(Excerpted data begins)
Issue #205, opened 2022-08-13
Development and production error messages


breyed:
When a query in an added field fails, EntityGraphQL helpfully provides a GraphQL response that contains the error. However, the error message sometimes doesn't contain the message from the inner exception. For example, if Entity Framework Core is confirmed to throw on warnings in `OnConfiguring`, like this
```c#
optionsBuilder.ConfigureWarnings(b => b.Default(WarningBehavior.Throw));
```
EntityGraphQL doesn't show the actual error. For example, for a warning about client-side execution being required, the output is just:

```json
{
    "errors": [
        {
            "message": "Field 'customers' - Exception has been thrown by the target of an invocation."
        }
    ]
}
```

In development (per `IWebHostEnvironment`), the underlying cause should be shown. Conversely, for security in production, the error should show the same message that an ASP.NET Core API controller shows in production, with the exception message not provided.

lukemurray:
What error does ASP.NET Core API controller shows in production?

breyed:
I created a new project with:
```sh
dotnet new web
```

I changed the code to throw an exception:
```c#
var builder = WebApplication.CreateBuilder(args);
var app = builder.Build();

app.MapGet("/", _ => throw new Exception("Sample error."));

app.Run();
```

I first left `ASPNETCORE_ENVIRONMENT` set to `Development` in `launchSettings.json`. In sent a GET request with the `Accept` header set to `application/json`. The HTTP response was a 500 Internal Server Error with this body:
```
System.Exception: Sample error.
   at Program.<>c.<<Main>$>b__0_0(HttpContext _) in /Users/brey/Code/Sandbox/aspnetcore/Program.cs:line 4
   at Microsoft.AspNetCore.Routing.EndpointMiddleware.Invoke(HttpContext httpContext)
--- End of stack trace from previous location ---
   at Microsoft.AspNetCore.Diagnostics.DeveloperExceptionPageMiddleware.Invoke(HttpContext context)

HEADERS
=======
Accept: application/json
Connection: keep-alive
Host: localhost:5247
User-Agent: PostmanRuntime/7.29.0
Accept-Encoding: gzip, deflate, br
Postman-Token: a5dab21c-1b37-4224-a4fa-e7ca5e2d1a9e
```

When I changed `ASPNETCORE_ENVIRONMENT` to `Production`, the HTTP response was the same 500 Internal Server Error, but this time the response had no body (`Content-Length` was 0).

[...]

PR #213, opened 2022-08-22
Unwrap multiple target invocation exceptions

breyed:
It is common for an exception from a field resolution method to be wrapped twice in `TargetInvocationException`. This PR unwraps as many `TargetInvocationException` layers as are present. It partially implements #205.

### DIFF
--- a/src/EntityGraphQL/Compiler/GqlNodes/ExecutableGraphQLStatement.cs
+++ b/src/EntityGraphQL/Compiler/GqlNodes/ExecutableGraphQLStatement.cs
@@ -100,18 +100,18 @@ namespace EntityGraphQL.Compiler
                     var errors = aex.InnerExceptions.SelectMany<Exception, string>(ex => ex is EntityGraphQLValidationException vex ? vex.ValidationErrors : new[] { $"Field '{fieldNode.Name}' - {ex.Message}" });
                     throw new EntityGraphQLValidationException(errors);
                 }
-                catch (TargetInvocationException ex)
-                {
-                    if (ex.InnerException is EntityGraphQLException vex)
-                        throw new EntityGraphQLException(fieldNode.Name, vex);
-                    throw new EntityGraphQLExecutionException(fieldNode.Name, ex.InnerException!);
-                }
                 catch (EntityGraphQLValidationException)
                 {
                     throw;
                 }
                 catch (Exception ex)
                 {
+                    while (ex is TargetInvocationException)
+                    {
+                        ex = ex.InnerException!;
+                        if (ex is EntityGraphQLException vex)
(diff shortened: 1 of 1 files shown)


src/EntityGraphQL/Compiler/GqlNodes/ExecutableGraphQLStatement.cs
```diff
@@ -100,18 +100,18 @@ public ExecutableGraphQLStatement(ISchemaProvider schema, string name, Expressio
...
-                        throw new EntityGraphQLException(fieldNode.Name, vex);
-                    throw new EntityGraphQLExecutionException(fieldNode.Name, ex.InnerException!);
-                }
                 catch (EntityGraphQLValidationException)
                 {
                     throw;
                 }
                 catch (Exception ex)
                 {
+                    while (ex is TargetInvocationException)
```
bzbetty, line 109: does GetBaseException not work in this case?
https://docs.microsoft.com/en-us/dotnet/api/system.exception.getbaseexception?view=net-6.0

breyed: It depends where in the exception chain is most valuable. Sometimes the base exception is too narrow. For example, suppose a service is fetching from an API and the network connection fails. The base exception may be a low-level SocketException. It may be wrapped in a HttpException, which itself may be wrapped by the service layer in a MyServiceException. All of this may then be wrapped in two layers of TargetInvocationException by EntityGraphQL. In this example, the MyServiceException would likely be the most valuable.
(Excerpted data ends)
# Work instructions
Which lines in the material above include the string "Accept"? Pull them out.

# Exercise solution
I first left `ASPNETCORE_ENVIRONMENT` set to `Development` in `launchSettings.json`. In sent a GET request with the `Accept` header set to `application/json`. The HTTP response was a 500 Internal Server Error with this body:
Accept: application/json
Accept-Encoding: gzip, deflate, br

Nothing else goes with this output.